-- Exercise inputs follows --
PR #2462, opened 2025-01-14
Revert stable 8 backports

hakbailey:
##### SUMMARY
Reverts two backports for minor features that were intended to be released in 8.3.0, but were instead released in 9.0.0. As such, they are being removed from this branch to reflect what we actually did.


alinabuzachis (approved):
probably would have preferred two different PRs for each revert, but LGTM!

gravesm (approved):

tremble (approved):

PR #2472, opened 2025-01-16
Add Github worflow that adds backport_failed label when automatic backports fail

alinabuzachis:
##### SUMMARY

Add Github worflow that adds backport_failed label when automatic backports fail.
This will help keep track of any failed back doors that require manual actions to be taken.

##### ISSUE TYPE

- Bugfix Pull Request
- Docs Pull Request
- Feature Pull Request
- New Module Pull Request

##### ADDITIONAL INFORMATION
-- Exercise inputs concluded --
Work to complete - Across all the entries, count the lines that contain the word "opened" and give the number by itself.

Task result - 2